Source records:
══════
PR #672, opened 2019-04-15
Ignore verbatim blocks when scanning tags

sstallion:
This PR addresses a long-standing TODO when in `s:scan_tags` to skip over verbatim blocks when scanning for tags. Support for inline verbatim blocks is also supported for markdown wikis.

### DIFF
--- a/autoload/vimwiki/tags.vim
+++ b/autoload/vimwiki/tags.vim
@@ -85,8 +85,27 @@ function! s:scan_tags(lines, page_name)
   let PROXIMITY_LINES_NR = 2
   let header_line_nr = - (2 * PROXIMITY_LINES_NR)
 
+  let verbatim_block = 0
+
   for line_nr in range(1, len(a:lines))
     let line = a:lines[line_nr - 1]
+
+    " ignore verbatim blocks
+    if verbatim_block
+      if match(line, vimwiki#vars#get_syntaxlocal('rxPreEnd')) != -1
+        let verbatim_block = 0
+      endif
+      continue
+    else
+      if match(line, vimwiki#vars#get_syntaxlocal('rxPreStart')) != -1
+        let verbatim_block = 1
+        continue
+      endif
+      if vimwiki#vars#get_wikilocal('syntax') == 'markdown' &&
+            \ match(line, vimwiki#vars#get_syntaxlocal('rxPreInline')) != -1
+        continue
+      endif
+    endif
 
     " process headers
     let h_match = matchlist(line, rxheader)
@@ -111,8 +130,6 @@ function! s:scan_tags(lines, page_name)
       endif
       continue " tags are not allowed in headers
     endif
-
-    " TODO ignore verbatim blocks
 
     " Scan line for tags.  There can be many of them.
     let str = line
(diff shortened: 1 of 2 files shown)


ranebrown:
The only problem I see is that tags are still highlighted in blocks indented by 4 spaces. That could be confusing since the tag appears to be valid but then doesn't show up in the generated tags list. The syntax probably needs modified to highlight [indented code blocks](https://spec.commonmark.org/0.12/#indented-code-block) (block of 1 or more lines indented by four _or more_ spaces and surrounded by blank lines) the same as fenced code blocks using backticks \`. It would make sense to add support for [fenced code blocks](https://spec.commonmark.org/0.12/#fenced-code-blocks) with 3 tildes `~` as well.

Thoughts?

sstallion:
I stopped short of fixing this - I think there's another issue we'd need to
sort out as well. List items can be indented by four or more spaces as well
(not to mention list characters can be escaped if needed). This seems to be
getting awfully close to seeking perfection for markdown syntax, which
sounds like a rather unpleasant undertaking in vimscript. Do you have a
feeling for where the line should be drawn?

ranebrown:
I don't have a great answer. I would like to get as many things as close to the spec as possible but it does get pretty hairy quickly (there are 17 rules and about a million examples for emphasis).

At a minimum I think the tags shouldn't be highlighted in indented code block (four spaces) case if they are ignored in the generated output. If you think that is too difficult at this point it might make more sense to allow tags in that case and only exclude the fenced code blocks which is much easier to handle.

ranebrown:
Also, before I forgot - can you update the changelog with a quick note when you get a chance?

sstallion:
Sure thing. I'll get indenting working as well. That shouldn't be too bad.

sstallion:
@ranebrown I took a look this evening - this might take more surgery than I have time to do. We could update `rxTags` to handle indented code blocks, but dealing with fenced code blocks will need a bit more work. Would it be reasonable to merge this PR as-is and spin off an issue to updating the highlighting rules for tags?

ranebrown:
I thought the fenced code blocks already ignored the tag syntax highlighting? Only the indented code block exclusion needed added. Am I missing something?

sstallion:
Sorry for taking so long to get back to this. I think the issue is that we can't really negate indented code blocks without impacting other use cases for indentation (i.e. indented lists). If we add a syntax region for rxPreInline it will also match against anything that is indented (see attachment).
Screenshot from 2019-04-27 11-29-03

ranebrown:
Shouldn't the requirement that the indented code block has a leading and trailing blank line fix the conflicts with lists?

ranebrown:
I think this would work:

```vim
syntax match VimwikiMdIndentedCode '^\s*\n\(\(\s\{4,}[^ ]\|\t\+[^\t]\).*\n\)\+\(^\s*\n\)'
hi def link VimwikiMdIndentedCode PreProc
```

ranebrown:
@sstallion Have you had time to take a look at this?

sstallion:
I should be able to take a look this weekend - sorry for the delay, work
has been picking up a bit lately.

ranebrown:
No worries, just wanted to check back on it.

ranebrown:
@sstallion I made some modifications and merged this if you want to test it out.

Issue #477, opened 2018-04-15
Use name of wiki for interwiki links


davidlmontgomery:
TLDR: Enhancement proposal: allow wikis to have names, and support using these names in links.

I have found vimwiki's interwiki link schema ("wiki" + number of wiki +  ":") to be inconvenient. For one thing, the numbers are unnecessarily hard to remember, especially since the values differ from those used with VimwikiUISelect. This makes creating the links correctly more difficult, and it makes the links more difficult to understand. "Which one is wiki7?" 

But the biggest thing is that they are brittle. If I add a wiki to my wiki list, I break all my interwiki links that point to wikis later in the list. Same if I remove a wiki. Or if I reorder my wikis. Using the schema with a number means that any changes to g:vimwiki_list may break an arbitrary number of interwiki links. 

The solution I propose is to allow users to provide a name for each wiki, if they desire, and then to allow use of that name in an interwiki link syntax. Essentially, this is like DNS. Each wiki has a numeric address, yes, but for human-computer interaction using a meaningful (domain or wiki) name is usually superior. It is more understandable, and it provides a level of indirection allowing the underlying numeric address to change without needing to fix up any links.

At first I just implemented this using VimwikiLinkHandler:

```
" VimwikiHandler for named interwiki links 
function! VimwikiLinkHandler(cmd, link)
  " Use Vim to open named interwiki files via the 'wn.<name>:' scheme.  
  " For example [[wn.spanish:cognates]] 
  let lnk = a:link
  let wnscheme = '^wn\.\([a-zA-Z0-9]\+\):\(.*\)' 
  let wnmatch = matchlist(lnk, wnscheme)
  if len(wnmatch) >= 2 && wnmatch[1] != '' && wnmatch[2] != '' 
    let wname = wnmatch[1]
    let idx = 0
    while idx < len(g:vimwiki_list)
      let wiki = g:vimwiki_list[idx] 
      if has_key(wiki, 'name')
        if wiki.name == wname 
          let lnk = 'wiki' . idx . ':' . wnmatch[2] 
          let lnk = substitute(lnk, VimwikiGet('ext', idx).'$', '', '')
          call vimwiki#base#open_link(a:cmd, lnk)
          return 1
        endif
      endif
      let idx += 1
    endwhile
    echom 'Vimwiki Error: No wiki found with name "' . wiki . '"' 
    return 0
  endif
  return 0
endfunction  
```

[...]

PR #675, opened 2019-04-17
Add wikilocal option to assign a name to each wiki.

### LINKED ISSUE #612: Vimwiki menu only shows one entry if wiki paths all end with same folder name
I have about 12 different vim wikis and they all use the same ending folder name: `vimwiki`. (Make it easier for other tools to find them throughout the file system.)

For example:
```
/project1/vimwiki/
/project2/vimwiki/
/projectN/vimwiki/
```

The problem is that when vimwiki computes the index menu, it appears to only use the final directory name and since they all match, I wind up with a single entry (which activates the last wiki in my list of wikis).

One solution would be to enumerate matching names when mapping them to the index: `vimwiki1`, `vimwiki2`, ... 

A more useful approach would be to use the next higher level in the path when names match (`projectN` in my example). Of course those could theoretically match too in which case you'd have to move yet one more level up.  It seems reliable to assume that the paths _will_ differ at some level or they couldn't refer to different locations on the file system.

ranebrown:
Add `vimwiki-option-name` to assign a per wiki name as outlined in #477. This adds the ability to link between wikis with links of the form `[[wn.name:link]]`. This also updates `:VimwikiUISelect` and `g:vimwiki_menu` output to utilize the wiki name. 

Fixes #612

### DIFF
--- a/autoload/vimwiki/base.vim
+++ b/autoload/vimwiki/base.vim
@@ -133,6 +133,7 @@ function! vimwiki#base#resolve_link(link_text, ...)
 
   let scheme = matchstr(link_text, '^\zs'.vimwiki#vars#get_global('rxSchemes').'\ze:')
   if scheme == ''
+    " interwiki link scheme is default
     let link_infos.scheme = 'wiki'.source_wiki
   else
     let link_infos.scheme = scheme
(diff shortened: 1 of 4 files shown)


hq6:
@ranebrown , This appears to work very well as long as wiki names are distinct. 
However, if I give two wikis the same name, they get collapsed in the menu.

While I would consider this to be user error, I think it'd be nice if we could warn them about this either in the documentation or by showing a warning at load time if we detect a duplicate name.

PR #686, opened 2019-04-25
New option g:vimwiki_key_mappings to enable/disable key mappings.

### LINKED ISSUE #425: if !hasmapto VimwikiTableAlign{W,Q}
I'd like to use **vim-sentencewrap**'s mapping `gw` which breaks only at punctuation marks .;:?! in a vimwiki file

but vimwiki remaps it regardless of what I have in `my/ftplugin/vimwiki.vim`.

https://github.com/vimwiki/vimwiki/blob/dev/ftplugin/vimwiki.vim#L612
```vim
nnoremap <buffer> gqq :VimwikiTableAlignQ<CR>
nnoremap <buffer> gww :VimwikiTableAlignW<CR>
```

why is this not enclosed in an if statement?

### LINKED ISSUE #671: Make vimwiki textobjects optional / configurable
Hi, 

I have a mapping for [inner line and outer line](https://github.com/kana/vim-textobj-line) _al / il_ using with [vim-sandwich](https://github.com/machakann/vim-sandwich), which conflicts with the list item text-object.

**ftplugin/vimwiki.vim**
```
(...)
" ------------------------------------------------
" Text objects
" ------------------------------------------------

onoremap <silent><buffer> ah :<C-U>call vimwiki#base#TO_header(0, 0, v:count1)<CR>
vnoremap <silent><buffer> ah :<C-U>call vimwiki#base#TO_header(0, 0, v:count1)<CR>

onoremap <silent><buffer> ih :<C-U>call vimwiki#base#TO_header(1, 0, v:count1)<CR>
vnoremap <silent><buffer> ih :<C-U>call vimwiki#base#TO_header(1, 0, v:count1)<CR>

onoremap <silent><buffer> aH :<C-U>call vimwiki#base#TO_header(0, 1, v:count1)<CR>
vnoremap <silent><buffer> aH :<C-U>call vimwiki#base#TO_header(0, 1, v:count1)<CR>

onoremap <silent><buffer> iH :<C-U>call vimwiki#base#TO_header(1, 1, v:count1)<CR>
vnoremap <silent><buffer> iH :<C-U>call vimwiki#base#TO_header(1, 1, v:count1)<CR>

onoremap <silent><buffer> a\ :<C-U>call vimwiki#base#TO_table_cell(0, 0)<CR>
vnoremap <silent><buffer> a\ :<C-U>call vimwiki#base#TO_table_cell(0, 1)<CR>

onoremap <silent><buffer> i\ :<C-U>call vimwiki#base#TO_table_cell(1, 0)<CR>
vnoremap <silent><buffer> i\ :<C-U>call vimwiki#base#TO_table_cell(1, 1)<CR>

onoremap <silent><buffer> ac :<C-U>call vimwiki#base#TO_table_col(0, 0)<CR>
vnoremap <silent><buffer> ac :<C-U>call vimwiki#base#TO_table_col(0, 1)<CR>

onoremap <silent><buffer> ic :<C-U>call vimwiki#base#TO_table_col(1, 0)<CR>
vnoremap <silent><buffer> ic :<C-U>call vimwiki#base#TO_table_col(1, 1)<CR>

onoremap <silent><buffer> al :<C-U>call vimwiki#lst#TO_list_item(0, 0)<CR>
vnoremap <silent><buffer> al :<C-U>call vimwiki#lst#TO_list_item(0, 1)<CR>

onoremap <silent><buffer> il :<C-U>call vimwiki#lst#TO_list_item(1, 0)<CR>
vnoremap <silent><buffer> il :<C-U>call vimwiki#lst#TO_list_item(1, 1)<CR>
(...)
```
An option to change or disable the textobjects would be nice.

ranebrown:
All key mappings have the option of being disabled but the <Plug>
definitions are still available for user customization. Key sequences
are no longer overwritten if a mapping already exists. Fixes #671,
fixes #425.

### DIFF
--- a/autoload/vimwiki/vars.vim
+++ b/autoload/vimwiki/vars.vim
@@ -166,6 +166,12 @@ function! s:read_global_settings_from_user()
         \ 'hl_headers': {'type': type(0), 'default': 0, 'min': 0, 'max': 1},
         \ 'html_header_numbering': {'type': type(0), 'default': 0, 'min': 0, 'max': 6},
         \ 'html_header_numbering_sym': {'type': type(''), 'default': ''},
+        \ 'key_mappings': {'type': type({}), 'default':
+        \   {
+        \     'all_maps': 1, 'global': 1, 'headers': 1, 'text_objs': 1,
+        \     'table_format': 1, 'table_mappings': 1, 'lists': 1, 'links': 1,
+        \     'html': 1, 'mouse': 0,
+        \   }},
         \ 'list_ignore_newline': {'type': type(0), 'default': 1, 'min': 0, 'max': 1},
         \ 'text_ignore_newline': {'type': type(0), 'default': 1, 'min': 0, 'max': 1},
         \ 'links_header': {'type': type(''), 'default': 'Generated Links', 'min_length': 1},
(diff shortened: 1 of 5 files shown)


ranebrown:
@hq6 This could use a second set of eyes. I tested out the key mappings but want to make sure nothing was missed. Some of the default key mappings don't work for me like `<S-CR>` so I had to modify those for testing and then change them back.

hq6:
@ranebrown , Taking a look, but please fix conflicts when you get a chance.

ranebrown:
I'll wait until you provide any other feedback since the conflict is just the changelog and any other PRs that get merged first will create a new conflict.

autoload/vimwiki/vars.vim
```diff
@@ -248,6 +254,63 @@ function! s:normalize_global_settings()
...
+    let g:vimwiki_global_vars.key_mappings.table_mappings = 0
+    let g:vimwiki_global_vars.table_mappings = 0 " kept for backwards compatibility
+    let g:vimwiki_global_vars.key_mappings.lists = 0
+    let g:vimwiki_global_vars.key_mappings.links = 0
+    let g:vimwiki_global_vars.key_mappings.html = 0
+    let g:vimwiki_global_vars.key_mappings.mouse = 0
+    let g:vimwiki_global_vars.use_mouse = 0 " kept for backwards compatibility
+  endif
+
+  " backwards compatibility checks
```
hq6: Do we want to add a note into the code itself to indicate that these old options are deprecated and remind ourselves to remove them after a release or two?

hq6: Also, since the documentation describes the new options instead of the old ones, it may be better to only overwrite new with old if both of the following conditions are true.
 * The old option isn't its default value
 * The new option is its default value.

If the new option is also set, I would favor respecting the new option for consistency with the documentation.

doc/vimwiki.txt
```diff
@@ -3326,6 +3408,8 @@ https://github.com/vimwiki-backup/vimwiki/issues.
 2.5 (in progress)~
 
 New:~
+    * PR #686: New option |g:vimwiki_key_mappings| that allow key mappings to
```
hq6: Do we also want to mention "Key sequences are no longer overwritten if a mapping already exists"?

autoload/vimwiki/vars.vim
```diff
@@ -166,6 +166,12 @@ function! s:read_global_settings_from_user()
         \ 'hl_headers': {'type': type(0), 'default': 0, 'min': 0, 'max': 1},
         \ 'html_header_numbering': {'type': type(0), 'default': 0, 'min': 0, 'max': 6},
         \ 'html_header_numbering_sym': {'type': type(''), 'default': ''},
+        \ 'key_mappings': {'type': type({}), 'default':
+        \   {
+        \     'all_maps': 1, 'global': 1, 'headers': 1, 'text_objs': 1,
```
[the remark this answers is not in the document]
ranebrown: The main reason for this was to maintain compatibility with the old table_mappings option but I think it still makes sense to keep the two options since it is more common for the `<Tab>` insert mode mappings to cause a conflict.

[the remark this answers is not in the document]
ranebrown: Other than that I tried to base the groups on similar functionality.

doc/vimwiki.txt
```diff
@@ -548,8 +554,11 @@ gw1                     tested. If the alignment of the current line differs,
                         To remap: >
                         :nmap <Leader>j <Plug>VimwikiDiaryNextDay
 <
+Mouse mappings          *vimwiki_mouse*
+
+These mappings are disabeld by default.
```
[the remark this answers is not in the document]
ranebrown: Fixed

autoload/vimwiki/vars.vim
ranebrown: I agree, done.

doc/vimwiki.txt
ranebrown: Done

ranebrown:
@hq6 I made changes as you suggested and fixed the conflicts. Should be good to go. Thanks!

autoload/vimwiki/vars.vim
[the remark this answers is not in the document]
hq6: I actually meant documenting it in the code rather than in this PR, so that future readers of this code will be able to tell why things were divided this way. However, I think it's merge-able as is because if someone was curious they could `git blame` and find this PR.

Issue #683, opened 2019-04-24
shift-enter and control-enter not working?


sdondley:
Branch: dev
Revision: 2b6fa27
Date: 2019-04-22 07:39:11 -0700

The `shift-enter` and `control-enter` commands don't open the new file up in a split which I think is the expected behavior if I'm interpreting the documentation correctly. Instead, the link is just opened in a brand new buffer by itself.

My .vimrc:

```
syntax on
filetype plugin on
set nocompatible
set background=dark
set cindent
set tabstop=2
set shiftwidth=2
set expandtab
nnoremap sv :source $MYVIMRC<CR>

execute pathogen#infect()
execute pathogen#helptags()
```

I have removed all other plugins.

sdondley:
I just read the help docs. It said it may not work in all terminals and to try remapping. I'm using iTerm2.

hq6:
@sdondley, I think the problem is that many terminals capture these keybindings and try to interpret them, rather than passing them onto Vim. 
I use `gnome-terminal` and it has the same problem, but remapping seems to work fine. 
For example, I tried the following mapping in my `.vimrc` and it did the correct behavior.

```
nmap  <Leader>ws <Plug>VimwikiSplitLink
```

Please us know if that helps, but this is ultimately not a Vimwiki issue but rather a terminal issue. We could change the default mappings, but I do not know of any way to ensure that they work on all terminals.

sdondley:
Yeah, I just did a remap. If you'd like, I can submit a patch to document this in the readme. May save people some frustration.

sdondley:
I made a change to the changelog with a PR # of 683, this issue. This is actually PR #687, though. Not sure if I did things correctly. Please advise.

PR #687, opened 2019-04-25
improve documentation of key bindings

sdondley:
For #683

### DIFF
--- a/README.md
+++ b/README.md
@@ -178,7 +178,13 @@ For other syntax elements, see `:h vimwiki-syntax`
 
 ## Key bindings
 
-Normal mode:
+### Normal mode
+
+**Note:** your terminal may prevent capturing some of the default bindings
+listed below. See `:h vimwiki-local-mappings` for suggestions for alternative
+bindings if you encounter a problem.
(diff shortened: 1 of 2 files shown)


ranebrown:
@sdondley It doesn't look like you made any changes to the README. You can make your suggested changes and commit them for us to review.

The documentation accessed with `:h vimwiki` does have a note about the key mapping not working in all terminals ([here](https://github.com/vimwiki/vimwiki/blob/2b6fa274a8db8463d494dffea6fe9e98796f065d/doc/vimwiki.txt#L289) and [here](https://github.com/vimwiki/vimwiki/blob/2b6fa274a8db8463d494dffea6fe9e98796f065d/doc/vimwiki.txt#L281)).

Your name in the list of contributors should also be placed at the bottom of the list.

sdondley:
OK, make a new pull request. Yes, I realize it's in the documentation but it will save people time and aggravation if they have a head's up about it and know where in the documentation to go to resolve the issue.

ranebrown:
Looks good, thanks!

Issue #685, opened 2019-04-24
`s:check_users_value()` returns help suggestions that do not exist for options


agude:
For example, when I mis-set `diary_rel_path` (as in #684), it gives the error:
```
Vimwiki Error: The provided value '' of the option 'diary_rel_path' in g:vimwiki_list must have at least 1 character(s) but has 0. See ':h g:vimwiki_diary_rel_path'.
```

But running `:h g:vimwiki_diary_rel_path` gives the error:
```
E149: Sorry, no help for g:vimwiki_diary_rel_path
```

Instead, it should suggest:
```
:h vimwiki-option-diary_rel_path
```

ranebrown:
Thanks for pointing this out. There is a common function used for printing the error messages that needs updated for the wikilocal options. If you can make the change as part of your PR for #684 that would be great.

agude:
I'll give this one a go, but I suspect it will take me a bit to wrap my head around it.

PR #689, opened 2019-04-26
Change diary_rel_path minimum length to 0

### LINKED ISSUE #684: `diary_rel_path` has minimum length 1, but could be 0
Recently some error checking was added to the parsing of the user settings: https://github.com/vimwiki/vimwiki/commit/fdc367f7250989e78ccbd6454fade109e008cdaa

Previously I had been using `'diary_rel_path': '',` to put my diary files in the same directory as the rest of my wiki files, but now this breaks because `diary_rel_path` has a minimum length of 1. See here: https://github.com/vimwiki/vimwiki/blob/be793e28bea4ac30c19c15c4db3fd42d26a5debe/autoload/vimwiki/vars.vim#L253

This leads to the following error: 
```
Vimwiki Error: The provided value '' of the option 'diary_rel_path' in g:vimwiki_list must have at least 1 character(s) but has 0. See ':h g:vimwiki_diary_rel_path'.
```

A work around is I can set `'diary_rel_path': '.',`, but it seems like there is no reason to force this variable to have a set number of characters.

agude:
This fixes #684.

### DIFF
--- a/autoload/vimwiki/vars.vim
+++ b/autoload/vimwiki/vars.vim
@@ -265,7 +265,7 @@ function! s:populate_wikilocal_options()
         \ 'custom_wiki2html_args': {'type': type(''), 'default': ''},
         \ 'diary_header': {'type': type(''), 'default': 'Diary', 'min_length': 1},
         \ 'diary_index': {'type': type(''), 'default': 'diary', 'min_length': 1},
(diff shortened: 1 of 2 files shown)


agude:
I think I'll leave off fixing #685 for now. It's going to take a little more reading to figure out the right fix.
══════
> **What needs to be done**
Bring together every line in the entries that holds the string "following".

> **Task answer**
hq6: Also, since the documentation describes the new options instead of the old ones, it may be better to only overwrite new with old if both of the following conditions are true.
For example, I tried the following mapping in my `.vimrc` and it did the correct behavior.
This leads to the following error: 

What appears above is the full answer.